Barnaby, Tucker, Humphrey, Mango, Murphey, OR my all time favourite cat name that i've never been able to use, and is PERFECT for your kitten (or at least he's what i associate with the name) PADDINGTON! 

Congratulations on keeping the kitten! I'm sure he'll make your home just that much happier


----------



## LoveMyKitties (Nov 12, 2004)

How about Wicket?


----------



## emma_pen (Nov 2, 2004)

I want a male cat called Craven or Freud.


----------



## Guest (Nov 16, 2004)

I like the name Freckle too.

He's a beautiful cat.


----------



## mean_jeannie (Oct 11, 2003)

My mom calls all orange cats Cheeto. I like that one and I like Freckle.


----------



## Renea (Aug 6, 2004)

I mentioned garfield to the hubby he said no lol.. he's got an obsession with the name Bruno and i said NOPE NEVER! LOL 


I love cheeto thats so funny and cute at the same time. ORange Juice is funny to. 

I was thinkin making Tigger.. being orange n having those stripes. I did have one before name tiggers when i was 5-6 20 yrs later maybe i should pull that name again 

I want something cute and something that when hes older it fits him.


----------



## tanyuh (Jun 7, 2003)

I think Helium is kind of a cool name.. When helium gas glows in a tube, it is kind of a peachy/orangey color.


----------



## brite (Feb 27, 2004)

cheeto is really cute. 
or you can call him OJ as a shorter version of orange juice.

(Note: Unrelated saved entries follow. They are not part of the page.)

PR #558, opened 2026-06-17
Add flow namespace repair functionality and Modules can have root flow namespace now

### LINKED ISSUE #556: Opening an adapter in the studio removes adapter from configuration
Perhaps something gets deleted because of a restructure after opening the file?
Which results in a not recognized adapter

Note:
Only happens when opening a zaakbrug configuration.
Does not happen with a configuration that is made within the flow itself.

Before opening
Image
After opening:
Image

stijnpotters1:
- Modules now also are configured as possible root elements and also can have flow namespaced elements
- Broken configurations are auto repaired if they have this problem now.

image

### DIFF
--- a/src/main/java/org/frankframework/flow/configuration/ConfigurationService.java
+++ b/src/main/java/org/frankframework/flow/configuration/ConfigurationService.java
@@ -124,7 +124,7 @@ public class ConfigurationService {
 			return xml;
 		}
 
-		return xml.replaceFirst("(<(?:Configuration|Module))\\b", "$1 xmlns:flow=\"urn:frank-flow\"");
+		return XmlConfigurationUtils.addFlowNamespaceDeclaration(xml);
 	}
 
 	private String loadDefaultConfigurationXml() throws IOException {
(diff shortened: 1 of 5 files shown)


src/main/java/org/frankframework/flow/configuration/ConfigurationService.java
```diff
@@ -123,7 +124,7 @@ private String ensureFlowNamespace(String xml) {
 			return xml;
 		}
 
-		return xml.replaceFirst("(<Configuration)\\b", "$1 xmlns:flow=\"urn:frank-flow\"");
+		return xml.replaceFirst("(<(?:Configuration|Module))\\b", "$1 xmlns:flow=\"urn:frank-flow\"");
```
Matthbo: For the future, shouldn't we make this a list? or somehow even fetch it from frankdoc (if possible)?

src/main/java/org/frankframework/flow/utility/XmlConfigurationUtils.java
```diff
@@ -45,6 +45,16 @@ public static Document insertFlowNamespace(String configurationXml)
...
 	}
 
+	public static String repairFlowNamespace(String configurationXml) {
+		if (configurationXml == null
+				|| configurationXml.contains("xmlns:flow")
+				|| !configurationXml.contains("flow:")) {
+			return configurationXml;
+		}
+
+		return configurationXml.replaceFirst("(<(?:Configuration|Module))\\b", "$1 xmlns:flow=\"urn:frank-flow\"");
```
Matthbo: Yeah definitely at least a reusable list, see first comment for more info

Matthbo (approved):

PR #559, opened 2026-06-17
Refactor project import functionality to support zip file uploads and enforce size limits

### LINKED ISSUE #482: Can not import configuration folder anymore

stijnpotters1:
image
image
image
image

With a file too big:
image

### DIFF
--- a/src/main/frontend/app/services/project-service.ts
+++ b/src/main/frontend/app/services/project-service.ts
@@ -4,13 +4,11 @@ import type { ConfigurationProject } from '~/types/project.types'
 
 /**
  * Upper bound for the zipped import, kept in sync with the nginx `client_max_body_size`.
- * The check runs on the compressed archive, so the original folder may be considerably larger.
  */
 export const MAX_IMPORT_ZIP_BYTES = 80 * 1024 * 1024
 
 /**
  * Upper bound for the *uncompressed* project, mirrored from the backend import guard.
- * Checked before uploading so an oversized folder fails fast without a round-trip.
  */
 export const MAX_IMPORT_UNCOMPRESSED_BYTES = 80 * 1024 * 1024
 
@@ -79,8 +77,7 @@ export async function importProjectFolder(files: FileList): Promise<Configuratio
   const projectName = files[0].webkitRelativePath.split('/')[0]
 
   /*
-   * Cheap pre-check on the uncompressed size so an oversized folder fails fast,
-   * before we spend time reading and zipping it. Mirrors the backend's 413 guard.
+   * pre-check on the uncompressed size so an oversized folder fails fast,
    */
   let uncompressedBytes = 0
   for (const file of files) {
--- a/src/main/frontend/app/services/project-service.ts
+++ b/src/main/frontend/app/services/project-service.ts
@@ -1,4 +1,4 @@
-import { zipSync } from 'fflate'
+import { zip } from 'fflate'
 import { apiFetch, apiUrl } from '~/utils/api'
 import type { ConfigurationProject } from '~/types/project.types'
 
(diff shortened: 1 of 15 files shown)


Matthbo (commented):
The max uncompressed size is 80MB, but what if you'd want to increase this as a non-developer?
Maybe it should be an app constant so its configurable for the backend and the frontend can request the max upload restrictions from the api

stijnpotters1:
> The max uncompressed size is 80MB, but what if you'd want to increase this as a non-developer? Maybe it should be an app constant so its configurable for the backend and the frontend can request the max upload restrictions from the api

As a non-developer there is no way to increase the 80MB size. Even if we implement a configurable constant in the app that provides the possibility to increase the size, the nginx client_max_body_size will prevent the folder to even end up in the app. This is a global constant in nginx and we can not dynamically change this per client or session

Matthbo:
> eloper there is no way to increase the 80MB size. Even if we implement a configurable constant in the app that provides the possibility to increase the size, the nginx client_max_body_size will prevent the folder to even end up in the app. This is a global constant in nginx and we can not dynamically change this per client or session

No but a system admin usually can, not even giving the option means we might walk into this issue sooner or later, giving the system administrator the power to configure it means it will be their problem instead of a technical issue

src/main/frontend/app/services/project-service.ts
```diff
@@ -52,21 +65,51 @@ export async function exportProject(projectName: string): Promise<void> {
...
 }
+
+function zipAsync(entries: Record<string, Uint8Array>): Promise<Uint8Array<ArrayBuffer>> {
+  return new Promise((resolve, reject) => {
+    zip(entries, { level: 6 }, (error, data) => {
+      if (error) reject(error)
+      else resolve(data as Uint8Array<ArrayBuffer>)
+    })
+  })
+}
```
Matthbo, line 115: This could be an async function to get the reject behaviour you throw the error

Matthbo (changes requested):

src/main/frontend/app/services/project-service.ts
Matthbo: Oh it didnt grab the correct lines, sorry
But it is that whole function since it now just return new promise which an async function does automatically

Matthbo: So now you made it sync instead of async, does that work in terms of performance, wont this block the browser from responding till its done?
The function name now doesn't make much sense either

I more so thought this couldve been a nice solution
```
function zipAsync(entries: Record<string, Uint8Array>): Promise<Uint8Array<ArrayBuffer>> {
  return zip(entries, { level: 6 })
}
```
or this because typescript isn't the brightest
```
async function zipAsync(entries: Record<string, Uint8Array>): Promise<Uint8Array<ArrayBuffer>> {
  try {
    return await zip(entries, { level: 6 })
  } catch (error) {
    // the try-catch is only so the error wont get voided, blame ts for not liking the first example
    throw error
  }
}
```

Matthbo (changes requested):

src/main/frontend/app/services/project-service.ts
stijnpotters1: I have combined your option and mine, because your solution did not return the right type. Now it works good and is awaitable.

stijnpotters1:
```
async function zipAsync(entries: Record<string, Uint8Array>): Promise<Uint8Array<ArrayBuffer>> {
  try {
    return await new Promise<Uint8Array<ArrayBuffer>>((resolve, reject) => {
      zip(entries, { level: 6 }, (error, data) => {
        if (error) reject(error)
        else resolve(data as Uint8Array<ArrayBuffer>)
      })
    })
  } catch (error) {
    // the try-catch is only so the error wont get voided
    throw error
  }
}
```

for this solution i see that the try catch is redundant because the async function already propagates the rejection. so i will convert it to:

```
async function zipAsync(entries: Record<string, Uint8Array>): Promise<Uint8Array<ArrayBuffer>> {
  return await new Promise<Uint8Array<ArrayBuffer>>((resolve, reject) => {
    zip(entries, { level: 6 }, (error, data) => {
      if (error) reject(error)
      else resolve(data as Uint8Array<ArrayBuffer>)
    })
  })
}
```

Matthbo (approved):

a couple other suggestions:
cheddar, tang, sunkist, burst, mango, pekoe (like orange pekoe tea), citron

good luck! he's a cute cat!


----------



## artemisa (Mar 27, 2004)

Yeah, Cheeto! :lol: Or perhaps Chester, like Chester Cheetah :wink:


----------



## spike481 (Nov 13, 2004)

It's so hard to name a cat unless you see his personality in action and hear him talk.

Good luck, I know you'll find just the right one.


----------



## kitkat (Sep 22, 2003)

I like Cheddar and Cheetohs.....I have been loving cheese alot lately. Have you named him yet :?:


----------



## Renea (Aug 6, 2004)

Well it may not matter now.. We have some friends comming to see him on wed and they might take him. Didnt see it comming. But im happy cause we will be back down to 3 and alot less hair since he's furry. And ant being allergic its been killin him with all this fur. We clean up so much to keep up with this lil furball. 

"keep fingers crossed"


----------



## harley's mom (Nov 29, 2004)

What happened to the kitty? I was gonna suggest Dandy. As in "dandy lion"


----------